By the late 2018 there were almost 150 nesting couples of various vultures, and 600 individual birds. Tracking shows that, on average, one vulture flies for some 40 km daily, in the circling patterns. The massive terrace-like bolder which birds use to take off, is called the "Castle of griffons". Birds continued to spread and, by 2020, trackers were placed on 327 individual birds, which have been spotted on 4,000 locations in 22 countries. Seven birds have been tracked via satellites.

In August 2020, several chicks drowned when a helicopter flew low over the gorge, and scared the birds which jumped into the water. Environmentalist have been warning about this at least since 2018. At the same time, the pro-government media tycoon Željko Mitrović posted a video of him piloting the helicopter above the Uvac on his Twitter account. This caused a public fervor, but the authorities claimed they have no idea who was flying over. As a result, the government adopted a decision on conditional no-fly zone over the Uvac, and few other protected areas (Trešnjica, Mileševka).

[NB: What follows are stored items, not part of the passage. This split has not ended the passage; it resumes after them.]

PR #130, opened 2022-02-08
test: added tests for create project form

oskarikerppo:


__tests__/fixtures.ts
```diff
@@ -7,10 +7,32 @@ export const testEmployee: Employee = {
...
+    endDate: "2022-02-09",
+    customer: testCustomer,
+    managingEmployee: testEmployee,
+}
+
+export const testProjectRequiredFields: Project = {
+    name: "Some project",
+    startDate: "2022-02-08",
+    customer: testCustomer,
+    managingEmployee: testEmployee,
```
mapehe, line 29: Perhaps we should add another employee fixture and set these testProjects to have different employees?

oskarikerppo: I went on and created another test customer and employee. Might as well have different choices for both of those.

mapehe (approved):

mapehe (changes requested):
Oops I'll approve after squash

mapehe (approved):

PR #131, opened 2022-02-09
feat: tasks can be edited

oskarikerppo:


components/form/TaskForm.tsx
```diff
@@ -98,9 +116,60 @@ export function CreateTaskForm({
...
+    }
+
+    return (
+        <>
+            <TaskForm {...props} onSubmit={onSubmit} />
+            {errorMessage && (
+                <>
+                    <ErrorAlert />
+                    <Box>{errorMessage}</Box>
+                </>
```
mapehe, line 171: We could probably use the `FormAlerts` component you recently built instead:

https://github.com/three-consulting/epoc-frontend/blob/c91049e326908e32543f2a272f6dce0b841ecc90/components/common/FormFields.tsx#L125-L130

components/form/TaskForm.tsx
```diff
@@ -98,9 +116,60 @@ export function CreateTaskForm({
...
```
mapehe, line 147: We could probably use the `FormAlerts` component you recently built instead:

https://github.com/three-consulting/epoc-frontend/blob/c91049e326908e32543f2a272f6dce0b841ecc90/components/common/FormFields.tsx#L125-L130

components/form/TaskForm.tsx
```diff
@@ -32,39 +46,42 @@ const validateTaskFields = (fields: TaskFields, projectId: number): Task => {
...
+            onSubmit(task)
         } catch (error) {
             errorHandler(error as Error)
-            return null
         }
     }
 
     return (
-        <>
+        <FormBackground>
```
mapehe, line 79: I'd prefer this to be called `FormContainer` and the current `FormContainer` to be called something like `FormFieldsContainer`.

Suggestion:

1. Navigate to the current `FormContainer` below on VSCode.
2. Press `f12` to goto definition.
3. Press `f2` to rename.
4. Navigate to the definition of `FormBackground`. Press `f2` to rename.

mapehe (changes requested):
Good work overall, some suggestions here and there.

mapehe (changes requested):
LGTM! Still need to resolve the conflicts and squash

mapehe:
Closing this as it's very old. (Sorry @oskarikerppo 😢 )

PR #132, opened 2022-02-09
feat: added customer table

oskarikerppo:
Screenshot from 2022-02-09 15-47-38

A Customer table is added below project table. The modal used to display create customer form is moved to FormFields.
Also the button "Add Customer" now uses a button from FormFields.


mapehe:
Good enough for me. I think we'll need to reorganize the UI at some point anyway. Feel free to squash.

mapehe (approved):

PR #147, opened 2022-05-05
fix: fix task post validation

mapehe:
As of `main`, there is a mismatch between SWR cache keys [here](https://github.com/three-consulting/epoc-frontend/blob/main/lib/hooks/useTasks.ts#L25-L26) and the corresponding mutate's [here](https://github.com/three-consulting/epoc-frontend/blob/main/lib/hooks/useTasks.ts#L39) and [here](https://github.com/three-consulting/epoc-frontend/blob/main/lib/hooks/useTasks.ts#L50). This breaks task post validation as pointed out by @robertsiipola.

It's probably easiest to just drop `taskByProjectEndpointURL` and use `taskEndpointURL` as a cache key throughout to amend this.


robertsiipola (approved):
👍🏼

ToukoH (approved):
LGTM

Griffin vulture has its place in cultural, mythological and folk beliefs. People believed that the bird is clairvoyant and that it could live for over 500 years. It was described as the go-between for gods, people and underworld, and a just bird which never kills for the fun of it, but only takes what is his. The vulture was believed to be able to predict storms and was not to be harmed or the family of bird's killer will invoke the wrath of gods. Some folklorists believe that Serbian eagle, represented on the coat of arms of Serbia, was patterned after the griffin vulture. However, like in the case several other European coats of arms, eastern imperial eagle was the more probable source. Unlike griffin vultures, there was no attempt at human preservation of eastern imperial eagle population, which by 2018 and full abundance of vultures, was reduced in Serbia to only one nesting couple.

== Protection ==
The Uvac region was declared a protected area in 1971. Today it covers an area of 75.43 km2. In 2008, it was voted one of the Seven Natural Wonders of Serbia.

In October 2018 the water level in the lake plunged for some 20 m in 20 days, but the level was generally going down for two months. The boats left on shore would get stranded for over 0.5 m of dry land over night. The water was used by the Elektroprivreda Srbije (EPS), a state-owned electric utility power company, for enlarged electricity production. In this period, the total length of the lake was shortened from 27 km to 23 km. The EPS claimed that this is normal and that it will not harm the wildlife. This coincided with the emptying of other accumulations in protected areas in other parts of Serbia (Lake Vlasina, Lake Zavoj). This prompted suspicions that the forcing of the electricity production is part of some scheme, in the case of Uvac, with the companies from Bosnia and Herzegovina. The EPS refuted these claims, too, saying that in previous periods, and especially in 2000 and 2012, the water level was much lower than today. Still, the company didn't disclose why are they emptying the lake.

In 2019, Institute for nature conservation of Serbia drafted a new study on reserve's protection and sent it to the government. In April 2021 the government announced that the reserve's area will be enlarged, from 75.43 km2 to 117.46 km2. A highest level of protection, level I, will be introduced in some parts. All vessels will have to switch to electric engines. Lake Radoinja will be placed under the special system of protection, which will include total ban on vessels or swimming.